[GIVEN RECORDS — start]
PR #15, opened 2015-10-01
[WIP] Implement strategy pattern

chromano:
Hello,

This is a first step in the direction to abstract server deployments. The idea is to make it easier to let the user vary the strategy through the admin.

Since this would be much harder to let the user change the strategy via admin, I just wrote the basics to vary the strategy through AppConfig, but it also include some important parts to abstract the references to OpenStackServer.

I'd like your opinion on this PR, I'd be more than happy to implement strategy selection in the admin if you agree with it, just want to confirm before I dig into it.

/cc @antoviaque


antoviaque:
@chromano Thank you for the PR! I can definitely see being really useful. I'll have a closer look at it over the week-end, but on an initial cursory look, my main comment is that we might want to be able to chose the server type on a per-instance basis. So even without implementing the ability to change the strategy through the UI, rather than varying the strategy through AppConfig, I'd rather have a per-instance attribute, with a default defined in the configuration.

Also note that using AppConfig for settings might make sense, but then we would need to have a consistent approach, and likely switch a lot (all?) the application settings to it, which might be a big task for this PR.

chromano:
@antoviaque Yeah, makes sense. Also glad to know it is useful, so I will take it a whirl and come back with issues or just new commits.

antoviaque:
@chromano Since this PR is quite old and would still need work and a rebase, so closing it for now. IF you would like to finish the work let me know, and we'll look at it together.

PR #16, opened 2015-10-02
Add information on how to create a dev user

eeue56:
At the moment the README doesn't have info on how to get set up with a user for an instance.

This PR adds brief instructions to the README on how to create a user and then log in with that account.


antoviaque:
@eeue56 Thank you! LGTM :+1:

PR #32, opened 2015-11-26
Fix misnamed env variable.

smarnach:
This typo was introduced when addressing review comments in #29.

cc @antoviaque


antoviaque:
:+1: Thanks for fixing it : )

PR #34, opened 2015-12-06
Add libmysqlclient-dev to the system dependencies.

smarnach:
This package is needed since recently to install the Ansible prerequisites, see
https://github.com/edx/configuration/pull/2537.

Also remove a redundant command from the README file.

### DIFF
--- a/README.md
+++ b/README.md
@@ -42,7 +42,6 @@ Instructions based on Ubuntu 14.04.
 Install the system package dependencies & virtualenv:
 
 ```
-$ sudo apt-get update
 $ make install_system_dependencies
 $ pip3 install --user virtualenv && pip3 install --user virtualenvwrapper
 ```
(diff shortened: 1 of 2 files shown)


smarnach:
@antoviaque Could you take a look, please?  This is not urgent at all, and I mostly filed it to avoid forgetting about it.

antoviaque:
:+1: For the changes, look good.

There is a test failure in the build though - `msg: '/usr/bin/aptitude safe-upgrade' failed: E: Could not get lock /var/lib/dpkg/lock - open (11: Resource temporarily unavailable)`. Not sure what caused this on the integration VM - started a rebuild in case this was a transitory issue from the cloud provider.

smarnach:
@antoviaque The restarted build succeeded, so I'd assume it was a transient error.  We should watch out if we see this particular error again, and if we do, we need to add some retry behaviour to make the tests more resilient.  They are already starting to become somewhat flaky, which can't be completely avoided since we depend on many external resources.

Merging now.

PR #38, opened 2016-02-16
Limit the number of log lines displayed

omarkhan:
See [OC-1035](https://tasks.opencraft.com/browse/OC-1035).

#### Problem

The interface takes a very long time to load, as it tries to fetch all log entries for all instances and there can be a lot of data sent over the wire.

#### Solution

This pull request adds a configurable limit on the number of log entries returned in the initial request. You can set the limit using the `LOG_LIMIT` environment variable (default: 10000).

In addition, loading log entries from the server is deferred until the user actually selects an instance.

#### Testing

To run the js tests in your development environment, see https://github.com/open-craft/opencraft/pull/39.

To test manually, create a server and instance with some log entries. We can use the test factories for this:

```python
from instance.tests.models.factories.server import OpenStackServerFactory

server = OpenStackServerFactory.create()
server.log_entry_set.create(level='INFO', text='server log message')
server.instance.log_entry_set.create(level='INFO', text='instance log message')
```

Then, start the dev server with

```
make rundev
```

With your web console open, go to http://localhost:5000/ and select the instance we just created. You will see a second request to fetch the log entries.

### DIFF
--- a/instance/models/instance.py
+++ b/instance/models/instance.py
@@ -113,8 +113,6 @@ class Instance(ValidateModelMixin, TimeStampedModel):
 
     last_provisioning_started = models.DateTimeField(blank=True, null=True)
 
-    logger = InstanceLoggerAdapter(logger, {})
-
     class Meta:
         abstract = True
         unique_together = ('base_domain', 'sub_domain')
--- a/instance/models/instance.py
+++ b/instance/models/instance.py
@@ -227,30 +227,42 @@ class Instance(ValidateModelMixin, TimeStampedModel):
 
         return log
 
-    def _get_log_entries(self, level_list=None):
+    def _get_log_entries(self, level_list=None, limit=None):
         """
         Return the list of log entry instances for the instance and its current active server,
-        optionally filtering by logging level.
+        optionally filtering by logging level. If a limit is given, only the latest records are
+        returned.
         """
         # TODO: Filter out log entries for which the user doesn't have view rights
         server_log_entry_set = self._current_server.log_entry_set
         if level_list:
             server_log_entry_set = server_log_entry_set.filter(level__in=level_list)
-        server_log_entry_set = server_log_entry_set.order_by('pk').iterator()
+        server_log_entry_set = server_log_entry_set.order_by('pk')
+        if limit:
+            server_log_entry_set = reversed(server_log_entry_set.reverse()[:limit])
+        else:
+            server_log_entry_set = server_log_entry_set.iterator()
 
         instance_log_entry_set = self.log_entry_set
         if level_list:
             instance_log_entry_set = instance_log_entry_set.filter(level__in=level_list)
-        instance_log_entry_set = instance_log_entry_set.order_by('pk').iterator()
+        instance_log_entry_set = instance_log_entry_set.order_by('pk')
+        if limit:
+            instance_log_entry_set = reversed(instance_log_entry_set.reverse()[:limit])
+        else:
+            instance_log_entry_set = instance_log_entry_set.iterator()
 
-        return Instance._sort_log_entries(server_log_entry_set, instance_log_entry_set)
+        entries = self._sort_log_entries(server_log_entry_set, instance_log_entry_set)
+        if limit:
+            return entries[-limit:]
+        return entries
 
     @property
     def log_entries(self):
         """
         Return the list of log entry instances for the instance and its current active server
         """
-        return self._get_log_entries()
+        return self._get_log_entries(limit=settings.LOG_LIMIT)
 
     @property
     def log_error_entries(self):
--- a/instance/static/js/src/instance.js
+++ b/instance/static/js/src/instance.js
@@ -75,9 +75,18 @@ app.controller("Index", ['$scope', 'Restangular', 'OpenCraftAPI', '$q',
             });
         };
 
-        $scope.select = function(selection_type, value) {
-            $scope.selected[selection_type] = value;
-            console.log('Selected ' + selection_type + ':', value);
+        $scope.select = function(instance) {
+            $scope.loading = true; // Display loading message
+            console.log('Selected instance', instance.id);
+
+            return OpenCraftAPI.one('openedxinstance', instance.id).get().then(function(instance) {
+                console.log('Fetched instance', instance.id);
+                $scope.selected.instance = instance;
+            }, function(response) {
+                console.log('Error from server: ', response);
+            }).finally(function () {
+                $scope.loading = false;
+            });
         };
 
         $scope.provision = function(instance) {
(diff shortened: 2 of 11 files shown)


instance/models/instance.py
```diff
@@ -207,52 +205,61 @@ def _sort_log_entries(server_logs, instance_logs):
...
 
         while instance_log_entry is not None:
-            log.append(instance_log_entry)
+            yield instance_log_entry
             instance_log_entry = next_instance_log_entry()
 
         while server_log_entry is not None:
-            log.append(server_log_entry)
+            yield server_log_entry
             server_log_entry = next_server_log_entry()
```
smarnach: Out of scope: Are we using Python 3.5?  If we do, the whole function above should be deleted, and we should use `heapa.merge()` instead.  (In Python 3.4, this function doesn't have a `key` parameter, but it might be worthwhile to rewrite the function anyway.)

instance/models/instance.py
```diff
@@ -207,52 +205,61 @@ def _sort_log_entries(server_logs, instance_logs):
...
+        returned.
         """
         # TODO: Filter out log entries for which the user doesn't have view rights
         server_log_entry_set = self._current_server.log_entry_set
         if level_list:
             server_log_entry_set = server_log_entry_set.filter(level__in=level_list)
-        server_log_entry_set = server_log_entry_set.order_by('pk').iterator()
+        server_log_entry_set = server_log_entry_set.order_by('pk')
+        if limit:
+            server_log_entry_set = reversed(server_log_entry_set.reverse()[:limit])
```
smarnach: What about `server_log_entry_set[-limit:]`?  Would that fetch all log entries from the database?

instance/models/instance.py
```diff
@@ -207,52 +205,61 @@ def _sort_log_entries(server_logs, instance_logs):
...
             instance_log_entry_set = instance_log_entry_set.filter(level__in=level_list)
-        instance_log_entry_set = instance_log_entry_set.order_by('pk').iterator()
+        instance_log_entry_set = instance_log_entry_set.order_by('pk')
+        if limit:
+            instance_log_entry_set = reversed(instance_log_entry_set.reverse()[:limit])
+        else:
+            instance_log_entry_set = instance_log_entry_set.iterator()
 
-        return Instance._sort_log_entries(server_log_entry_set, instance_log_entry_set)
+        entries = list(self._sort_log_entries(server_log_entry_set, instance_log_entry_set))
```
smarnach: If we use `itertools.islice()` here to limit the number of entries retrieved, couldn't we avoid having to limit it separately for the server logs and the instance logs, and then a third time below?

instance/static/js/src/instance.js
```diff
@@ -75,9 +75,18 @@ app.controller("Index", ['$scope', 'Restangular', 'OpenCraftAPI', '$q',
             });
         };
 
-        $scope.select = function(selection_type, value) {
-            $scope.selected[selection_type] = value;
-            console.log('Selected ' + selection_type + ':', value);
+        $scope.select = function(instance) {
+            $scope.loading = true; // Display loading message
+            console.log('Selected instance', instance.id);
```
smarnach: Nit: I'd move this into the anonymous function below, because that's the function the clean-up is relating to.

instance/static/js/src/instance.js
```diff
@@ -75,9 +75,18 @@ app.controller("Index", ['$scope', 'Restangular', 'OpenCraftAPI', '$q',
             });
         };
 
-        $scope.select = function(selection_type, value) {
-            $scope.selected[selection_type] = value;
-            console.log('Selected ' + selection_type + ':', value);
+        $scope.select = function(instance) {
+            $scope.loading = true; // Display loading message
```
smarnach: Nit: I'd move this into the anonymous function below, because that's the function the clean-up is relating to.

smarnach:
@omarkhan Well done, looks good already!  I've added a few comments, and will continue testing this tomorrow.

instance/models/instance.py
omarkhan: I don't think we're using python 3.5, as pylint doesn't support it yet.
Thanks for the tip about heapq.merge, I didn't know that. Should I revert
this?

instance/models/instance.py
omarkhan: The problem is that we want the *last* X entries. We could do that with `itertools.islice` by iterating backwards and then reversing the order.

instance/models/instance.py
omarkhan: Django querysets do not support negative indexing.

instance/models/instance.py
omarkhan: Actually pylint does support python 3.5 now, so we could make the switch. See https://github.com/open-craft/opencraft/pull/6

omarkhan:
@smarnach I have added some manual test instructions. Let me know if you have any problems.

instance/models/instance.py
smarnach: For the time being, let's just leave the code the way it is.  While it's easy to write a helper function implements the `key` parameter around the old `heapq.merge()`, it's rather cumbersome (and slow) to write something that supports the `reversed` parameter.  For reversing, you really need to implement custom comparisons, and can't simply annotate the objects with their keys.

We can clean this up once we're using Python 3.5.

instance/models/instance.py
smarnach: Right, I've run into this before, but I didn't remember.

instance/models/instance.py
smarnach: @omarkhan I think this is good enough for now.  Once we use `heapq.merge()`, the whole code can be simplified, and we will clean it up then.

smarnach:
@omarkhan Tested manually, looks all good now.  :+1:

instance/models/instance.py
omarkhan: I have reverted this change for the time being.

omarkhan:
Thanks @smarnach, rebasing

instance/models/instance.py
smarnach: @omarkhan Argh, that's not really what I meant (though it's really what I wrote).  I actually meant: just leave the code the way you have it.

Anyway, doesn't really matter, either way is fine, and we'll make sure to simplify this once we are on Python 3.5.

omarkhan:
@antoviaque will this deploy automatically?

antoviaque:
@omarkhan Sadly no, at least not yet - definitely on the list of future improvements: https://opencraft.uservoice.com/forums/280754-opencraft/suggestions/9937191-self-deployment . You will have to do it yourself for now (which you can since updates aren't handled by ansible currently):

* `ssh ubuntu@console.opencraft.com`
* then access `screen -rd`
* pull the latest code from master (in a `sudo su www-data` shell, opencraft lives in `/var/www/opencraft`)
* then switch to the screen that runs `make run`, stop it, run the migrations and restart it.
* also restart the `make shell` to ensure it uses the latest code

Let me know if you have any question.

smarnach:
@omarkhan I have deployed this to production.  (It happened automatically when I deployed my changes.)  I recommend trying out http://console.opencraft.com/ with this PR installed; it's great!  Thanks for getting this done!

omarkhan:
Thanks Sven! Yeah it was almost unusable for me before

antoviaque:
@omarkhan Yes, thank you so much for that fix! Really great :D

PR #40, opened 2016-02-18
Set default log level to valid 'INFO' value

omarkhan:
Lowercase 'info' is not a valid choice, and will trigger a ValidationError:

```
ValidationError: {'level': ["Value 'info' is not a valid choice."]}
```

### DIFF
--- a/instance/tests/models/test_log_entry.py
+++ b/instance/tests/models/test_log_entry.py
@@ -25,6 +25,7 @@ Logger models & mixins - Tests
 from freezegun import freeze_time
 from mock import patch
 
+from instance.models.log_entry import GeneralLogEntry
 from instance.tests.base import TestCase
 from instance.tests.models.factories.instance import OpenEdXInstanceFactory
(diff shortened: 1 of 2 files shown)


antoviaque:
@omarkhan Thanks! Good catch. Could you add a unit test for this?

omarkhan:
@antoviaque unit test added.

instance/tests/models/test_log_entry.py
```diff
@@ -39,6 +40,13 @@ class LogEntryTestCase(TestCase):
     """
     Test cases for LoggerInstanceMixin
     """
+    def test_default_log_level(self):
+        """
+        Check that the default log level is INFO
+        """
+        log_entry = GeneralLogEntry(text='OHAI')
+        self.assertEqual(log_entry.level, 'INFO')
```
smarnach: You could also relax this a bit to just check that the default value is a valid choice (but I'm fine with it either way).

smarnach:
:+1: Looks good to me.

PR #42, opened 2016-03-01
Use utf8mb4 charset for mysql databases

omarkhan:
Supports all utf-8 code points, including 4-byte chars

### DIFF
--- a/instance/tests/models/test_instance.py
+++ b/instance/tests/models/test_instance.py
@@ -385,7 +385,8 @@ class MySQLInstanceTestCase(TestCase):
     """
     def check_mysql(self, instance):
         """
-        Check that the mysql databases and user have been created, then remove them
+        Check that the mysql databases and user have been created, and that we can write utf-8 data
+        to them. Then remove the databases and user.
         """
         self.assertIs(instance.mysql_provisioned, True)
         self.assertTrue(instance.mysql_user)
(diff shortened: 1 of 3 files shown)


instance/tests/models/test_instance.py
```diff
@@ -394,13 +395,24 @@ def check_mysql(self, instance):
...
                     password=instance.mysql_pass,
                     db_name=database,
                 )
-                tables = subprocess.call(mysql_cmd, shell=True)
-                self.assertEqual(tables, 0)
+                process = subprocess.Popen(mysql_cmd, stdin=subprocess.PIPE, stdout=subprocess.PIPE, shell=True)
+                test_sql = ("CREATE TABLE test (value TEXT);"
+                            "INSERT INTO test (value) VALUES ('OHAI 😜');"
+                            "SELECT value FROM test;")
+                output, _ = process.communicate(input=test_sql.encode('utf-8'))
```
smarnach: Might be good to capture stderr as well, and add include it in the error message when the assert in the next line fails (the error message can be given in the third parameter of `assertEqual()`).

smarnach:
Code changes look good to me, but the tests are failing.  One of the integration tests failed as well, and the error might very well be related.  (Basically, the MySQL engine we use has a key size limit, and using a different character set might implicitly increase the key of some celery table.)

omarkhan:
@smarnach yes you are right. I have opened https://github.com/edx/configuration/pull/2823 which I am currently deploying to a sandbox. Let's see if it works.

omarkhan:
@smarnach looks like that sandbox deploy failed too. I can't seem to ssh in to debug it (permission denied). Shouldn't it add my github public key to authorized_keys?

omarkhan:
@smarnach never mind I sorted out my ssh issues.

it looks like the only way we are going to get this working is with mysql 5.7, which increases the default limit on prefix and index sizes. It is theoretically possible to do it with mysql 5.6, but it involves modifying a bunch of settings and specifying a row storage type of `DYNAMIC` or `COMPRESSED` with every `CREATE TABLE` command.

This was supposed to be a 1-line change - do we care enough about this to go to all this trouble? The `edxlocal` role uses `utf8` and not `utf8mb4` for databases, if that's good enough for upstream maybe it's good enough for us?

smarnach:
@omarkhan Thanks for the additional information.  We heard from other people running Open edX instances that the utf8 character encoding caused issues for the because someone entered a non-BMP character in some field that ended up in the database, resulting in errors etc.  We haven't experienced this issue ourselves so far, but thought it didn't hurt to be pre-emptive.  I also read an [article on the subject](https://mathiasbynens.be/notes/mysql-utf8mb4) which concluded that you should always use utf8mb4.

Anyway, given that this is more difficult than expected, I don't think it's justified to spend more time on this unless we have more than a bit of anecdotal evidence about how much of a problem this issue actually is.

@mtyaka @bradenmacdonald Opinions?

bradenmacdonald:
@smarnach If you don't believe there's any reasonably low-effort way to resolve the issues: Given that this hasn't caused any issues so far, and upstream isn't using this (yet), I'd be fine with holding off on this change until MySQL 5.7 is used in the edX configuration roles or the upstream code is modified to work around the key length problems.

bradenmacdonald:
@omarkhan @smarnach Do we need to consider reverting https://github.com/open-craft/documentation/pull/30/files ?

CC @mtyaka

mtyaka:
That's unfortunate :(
[GIVEN RECORDS — finish]
* PROBLEM STATEMENT
What you return must be the lines above that run from the line with "forgetting about it." to the line with "-113,8 +113,6 @@", inclusive, each copied exactly.

* EXERCISE RESULT
@antoviaque Could you take a look, please?  This is not urgent at all, and I mostly filed it to avoid forgetting about it.

antoviaque:
:+1: For the changes, look good.

There is a test failure in the build though - `msg: '/usr/bin/aptitude safe-upgrade' failed: E: Could not get lock /var/lib/dpkg/lock - open (11: Resource temporarily unavailable)`. Not sure what caused this on the integration VM - started a rebuild in case this was a transitory issue from the cloud provider.

smarnach:
@antoviaque The restarted build succeeded, so I'd assume it was a transient error.  We should watch out if we see this particular error again, and if we do, we need to add some retry behaviour to make the tests more resilient.  They are already starting to become somewhat flaky, which can't be completely avoided since we depend on many external resources.

Merging now.

PR #38, opened 2016-02-16
Limit the number of log lines displayed

omarkhan:
See [OC-1035](https://tasks.opencraft.com/browse/OC-1035).

#### Problem

The interface takes a very long time to load, as it tries to fetch all log entries for all instances and there can be a lot of data sent over the wire.

#### Solution

This pull request adds a configurable limit on the number of log entries returned in the initial request. You can set the limit using the `LOG_LIMIT` environment variable (default: 10000).

In addition, loading log entries from the server is deferred until the user actually selects an instance.

#### Testing

To run the js tests in your development environment, see https://github.com/open-craft/opencraft/pull/39.

To test manually, create a server and instance with some log entries. We can use the test factories for this:

```python
from instance.tests.models.factories.server import OpenStackServerFactory

server = OpenStackServerFactory.create()
server.log_entry_set.create(level='INFO', text='server log message')
server.instance.log_entry_set.create(level='INFO', text='instance log message')
```

Then, start the dev server with

```
make rundev
```

With your web console open, go to http://localhost:5000/ and select the instance we just created. You will see a second request to fetch the log entries.

### DIFF
--- a/instance/models/instance.py
+++ b/instance/models/instance.py
@@ -113,8 +113,6 @@ class Instance(ValidateModelMixin, TimeStampedModel):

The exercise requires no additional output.